NoRest I realise that cursive is joined up handwriting - but certainly within the dcs' schools, it seems to be used now to refer to a specific style of joined up handwriting. It's very different from the joined up writing that I learnt - which is different again from the joined up handwriting of my mother, my father, dh and so on. Even both my grandmothers were taught very different styles of handwriting in the different parts of the country they grew up in - one was copperplate, the other a sort of slate italic (I can't remember exactly what it was called, but it had a definite name). Sorry if I wasn't being specific enough, but I was trying to refer to the very specific style of handwriting that they are taught in school that they call cursive and has very definite ways of doing things - as opposed to all the other joined up writing styles that they could use (and I got told off for showing ds a different way of writing a letter - the way I write it and find much easier - I was told it was wrong and he wasn't allowed to write it like that. It's not wrong. It's just a different style from the one that they prefer - despite the fact that he is unable to write in that style legibly.)

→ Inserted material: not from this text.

PR #14883, opened 2023-11-30
Optimize products filtering

tomaszszymanski129:
I want to merge this change because it optimizes products filtering in various of places in product filters.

And as for not learning to print properly in Reception - that's my point - he was never allowed to learn to print in reception, it was straight in to cursive writing (unlike his brother 3 years ahead of him). I really believe that if he had learnt to print first he would have significantly better handwriting now than he does. He could print correctly with his letter formations - but because of the way that he had to 'forget' it and do cursive instead, the joining bits became extras he added on and it all just went from bad to worse Sad

Norestformrz · 09/11/2017 05:42

That’s the school’s choice of joined style other schools will have their joined-style and they are all cursive. there isn’t a single prescribed way to write that all schools must follow.

Too often handwriting whether print or cursive is left to chance and children basically learn how to copy the shape without knowing where to start or finish so like your son they add bits on or go around and around over and over looking for where to go next. Some schools provide sheets to trace or copy under but no guidance to the child on how! Angry

user789653241 · 09/11/2017 06:15

Just wondered, at those school who teach joined/cursive from the start, how do children link printed letters on the books they are starting to learned to read, to cursive letters they are learning to write?
At this stage of reception, majority of children are just starting to learn to read/ learn letter sound, aren't they?

Norestformrz · 09/11/2017 06:49

One of the reasons many EY and reading specialists aren’t in favour of cursive from the start.

user789653241 · 09/11/2017 07:08

I thought learning to write with cursive from the start might be easier than learning to print and change to cursive later when I read this thread.
My ds already new how to print/ recognise letters before school, so it wouldn't have been a problem I think.
But those who are actually learning to recognise letters/ learning letter sound/ totally non reader, isn't this make it even harder to "get it", and make even more gaps between those who are able and those who aren't?

SprogletsMum · 09/11/2017 07:12

My dcs school decided to start teaching cursive from the start with my dd1s class. It was a disaster. Now in year 2 dd still struggles to form some letters, and whilst she's very slightly ahead with her reading, her writing is awful. She definitely doesn't connect the words she is writing to the words she is reading. The school only did it for one year and have now gone back to starting to teach cursive in year 1. Doesn't help my dd though.